In terms of early diagnosis, I think it's really around access to endometrial biopsy. We need public awareness first. Patients need to know that they should go in and see their health care provider if they are having menstrual abnormalities.
In terms of access to biopsy, it's not a complicated procedure to do in the office, but I do recognize that a lot of primary care providers are not comfortable providing this or experience other financial barriers, perhaps, to providing this test. I think we should examine those barriers to understand how we can make biopsy more available to patients so that they don't necessarily have to wait for a referral to a gynecologist to have the test done.
Rapid access clinics.... We don't have an organized program for getting these patients in quickly to biopsy them and determine if they have endometrial cancer.
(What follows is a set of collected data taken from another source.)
PR #2074, opened 2026-02-11
Fix buspirate fallback to byte write

alexwarg:
The buspirate logic tries to detect different versions of supported features by the buspirate. One case is that the buspirate does not support paged writes, in this case the pgm->paged_write function pointer is set to NULL. However, the avr_write code unconditionally calls pgm->paged_write and crashes the avrdude.

This change checks if the paged_write pointer is still set and falls back to byte-by-byte write if not. This allows for byte-by-byte write, while still using paged_read for verification.

### DIFF
--- a/src/avr.c
+++ b/src/avr.c
@@ -1122,12 +1122,14 @@ int avr_write_mem(const PROGRAMMER *pgm, const AVRPART *p, const AVRMEM *m, int 
 
         if(auto_erase && pgm->page_erase && !mem_is_eeprom(cm))
           rc = pgm->page_erase(pgm, p, cm, pageaddr);
-        if(rc >= 0)
+        if(pgm->paged_write && (rc >= 0))
           rc = pgm->paged_write(pgm, p, cm, cm->page_size, pageaddr, cm->page_size);
-        if(rc < 0)
+        if(!pgm->paged_write || (rc < 0))
           failure = 1;          // Paged write failed, fall back to byte-at-a-time write below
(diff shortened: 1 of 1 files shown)


stefanrueger:
@alexwarg Thanks for reporting and for suggesting a PR!

In this case the problem was that `paged_load` exists but `paged_write` doesn't, while AVRDUDE (wrongly!) relies on either both or none existing. The patch below should also work to fix the reported bug:
``` diff
diff --git a/src/avr.c b/src/avr.c
index 79ee3c63..c3b8c042 100644
--- a/src/avr.c
+++ b/src/avr.c
@@ -1024,7 +1024,7 @@ int avr_write_mem(const PROGRAMMER *pgm, const AVRPART *p, const AVRMEM *m, int
     return i;
   }
   // HW programmers need a page size > 1, bootloader typ only offer paged r/w
-  if((pgm->paged_load && m->page_size > 1 && m->size%m->page_size == 0) ||
+  if((pgm->paged_write && m->page_size > 1 && m->size%m->page_size == 0) ||
     (is_spm(pgm) && avr_has_paged_access(pgm, p, m))) {
 
     // The programmer supports a paged mode write
```

I think your PR works (and thanks for submitting), but I thought it is better for me to review the code base for other cases where `paged_write` or `paged_load` might be used without checking.

I will submit a PR that supersedes yours.

stefanrueger:
Superseded by PR #2078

I think we should look to other cancer types—perhaps breast cancer—and the way that care has been streamlined to allow more rapid access to diagnosis for these patients.
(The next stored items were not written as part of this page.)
Issue #1980, opened 2025-05-07
terminal mode "d" command is ambiguous


dl8dtl:
```
avrdude> d flash
Error: (cmd) command d is ambiguous: dump, disasm
```
The "d" command used to be a valid abbreviation for "dump". I think it makes sense to add it explicitly as such.

stefanrueger:
Well, it's the nature of an expanding command set.

It's been like that since 8.0.

It's effort to document `d`.

There are other, equivalent cases: `r` and `re` are no longer possible owing to the new `restore`. So, terminal `help` would need to explain `d`, `r`, `re`, `dump` and `read` are the same thing. And there would *still* be the rule that the input can use a shorter non-ambiguous name except this now is from the expanded set `d`, `r`, `re`, `dump`, `read`. It all gets messy.

Summarising, it is not great practice from a documentation and maintenance perspective to introduce these special rules. 

I'd rather remove the special lex `q` than add more single-letter special cases

mcuee:
@dl8dtl 

The recommendation seems to leave as it is. Any objection to close this issue as not planned?

PR #2095, opened 2026-04-07
Terminal mode: re-add "d" as alias for "dump"

dl8dtl:
"d" has been a valid alias for "dump" for a long time.  This was disturbed by adding the "disasm" command, as a single "d" was no longer unambiguous then.

Thus, restore "d" as an alias for "dump" now.

### DIFF
--- a/src/term.c
+++ b/src/term.c
@@ -95,6 +95,7 @@ static int cmd_quell(const PROGRAMMER *pgm, const AVRPART *p, int argc, const ch
 // List of commands; don't add a command starting with e: main.c relies on e expanding to erase
 static const struct command cmd[] = {
   {"dump", cmd_dump, _fo(read_byte_cached), "display a memory section as hex dump"},
+  {"d", cmd_dump, _fo(read_byte_cached), "abbreviation for dump"},
   {"read", cmd_dump, _fo(read_byte_cached), "alias for dump"},
   {"disasm", cmd_disasm, _fo(read_byte_cached), "disassemble a memory section"},
   {"write", cmd_write, _fo(write_byte_cached), "write data to memory; flash and EEPROM are cached"},


stefanrueger:
Oh well, it's a duplicate of #1980. I am still not a fan of `d` but if you *really* want it, OK. Would be good if that was documented, though. The `.texi` file has a `help` example that would need rerunning and pasting in and there are a couple of other places where `d` should be documented.

MCUdude:
> "d" has been a valid alias for "dump" for a long time

It has been a valid alias indeed, but never documented as such. I don't see why it is necessary to bring back `d` other than for those with `d` in their muscle memory.

mcuee:
> It has been a valid alias indeed, but never documented as such. I don't see why it is necessary to bring back d other than for those with d in their muscle memory.

At work we are dealing with product familiies which have been in the market for 25 years or more. I would say that often "undocumented features" become an important features for the customers.

In this case, I will support this PR from @dl8dtl.

stefanrueger:
1. The current PR only brings only one undocumented shot-hand command back. What about r and re?

2. It clutters the help message with two short-hand lines (q and d). If we continue using the same technique used for q and d also for r and re, it would be 4 cluttered lines.

3. The current PR does not document behaviour.

4. Current documentation (an example showing the help output in the manual is no longer correct.

Suggested improvements: make comment field for commands q and d empty (""). Add commands r and re with empty comment field. Change the code outputting the help message by *not* outputting help lines with empty comments. Add one line at the end of the help output saying that dump, quit and read can be abbreviated with d, q, r and re. Document this in .1 and .texi. Correct the help example in the .pdf

I am still not sure this necessary or super useful but at least addressing above would make for a neater solution to the intended behaviour

mcuee:
@dl8dtl 

Please help to address the comments by @stefanrueger if you want to proceed with this PR. Thanks.

dl8dtl:
> @dl8dtl
> 
> Please help to address the comments by @stefanrueger if you want to proceed with this PR. Thanks.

With respect to the psychosocial, psychological aspects of recovery, I do see it a lot in my practice. Patients really do struggle with their diagnosis in the context of its being related to their obesity, because I think that there is a lot of guilt that comes along with this diagnosis and the feeling that they perhaps should have done something to prevent it sooner.
I usually don't address obesity with my patients prior to surgery. We get them treated first, and then a lot of them ask me about it later and ask about access to weight loss resources to prevent other complications of obesity and improve their quality of life overall. Improving access to weight loss treatments would be another area where I think we can do better.